More than 1,600 domains have been discovered

Feb 26, 2015 23:49 GMT  ·  By

Evidence has been found suggesting that cybercriminals may be relying on the traffic interception engine from Komodia, integrated in Superfish and other software solutions, for nefarious purposes in the wild.

Last week, the browser add-on Superfish that had been pre-loaded on certain Lenovo notebook models intended for consumers sparked debate among security researchers on account of the fact that it added a self-signed certificate to validate HTTPS websites, protected by the same RSA private key on all machines it was installed on.

The software places itself between the client and the server and acts as a proxy for the two parties, being able to decode the encrypted traffic.

By learning the crypto key (Robert Graham did it in three hours), an attacker could intercept the secure communication from a victim’s machine to a server.

Security researchers from Electronic Frontier Foundation (EFF) discovered more than 1,600 cases where Komodia’s software failed to reject invalid certificates presented by HTTPS websites.

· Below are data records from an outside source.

Issue #4038, opened 2020-10-24
Update mix phx.new to use Elixir v1.11 new config/runtime.exs


josevalim:
The plan is to do a gradual migration. For now, we will update the generator so that:

1. It requires Elixir v1.11 and later

2. `config/prod.secret.exs` will be renamed to `config/runtime.exs`. We want to run the `config/runtime.exs` contents only in prod, so we will wrap its existing body in a `if config_env() == :prod` check.

3. We will replace the use of `Mix.env()` in all configs by `config_env()`

4. We will update the guides to refer to `config/runtime.exs` first and foremost (although we should add a parens and say it was called `config/prod.secret.exs` in previous releases)

landongrindheim:
I should have left a `closes` keyword on #4040. Is this good to be closed now?

josevalim:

Data in Subject Alternative Name remains unaltered

The problem is deeper than this, though, because Komodia would also re-sign an invalid certificate (thus making it valid), but changed the name of the website it vouched for, in order to trigger a warning in the web browser.

However, the same certificate can be used to validate more than one website, by adding the domain name in a field called Subject Alternative Name.

Filippo Valsorda of CloudFlare has found that Komodia leaves this information untouched; this means that the certificate is validated for the alternative domains and the browser issues an alert only in the case of the main one.

High-profile domains may be affected

Joseph Bonneau and Jeremy Gillula from EFF said in a blog post on Wednesday that data from the Decentralized SSL Observatory revealed high-profile domains being affected, from Google, Yahoo, Amazon, Bing, eBay, Twitter, Netflix, GPG4Win.org, several banking websites and Mozilla’s Add-Ons website.

“While it’s likely that some of these domains had legitimately invalid certificates (due to configuration errors or other routine issues), it seems unlikely that all of them did,” the duo said.

“Thus it’s possible that Komodia’s software enabled real MitM attacks which gave attackers access to people’s email, search histories, social media accounts, e-commerce accounts, bank accounts, and even the ability to install malicious software that could permanently compromise a user’s browser or read their encryption keys,” the researchers added.

Komodia licenses its software, called SSL Digestor, and it has been included in more software pieces other than Superfish, which used it to inject ads in websites. It is also used by parental control applications like Qustodio, Kurupira WebFilter or Komodia’s own Keep My Family Secure.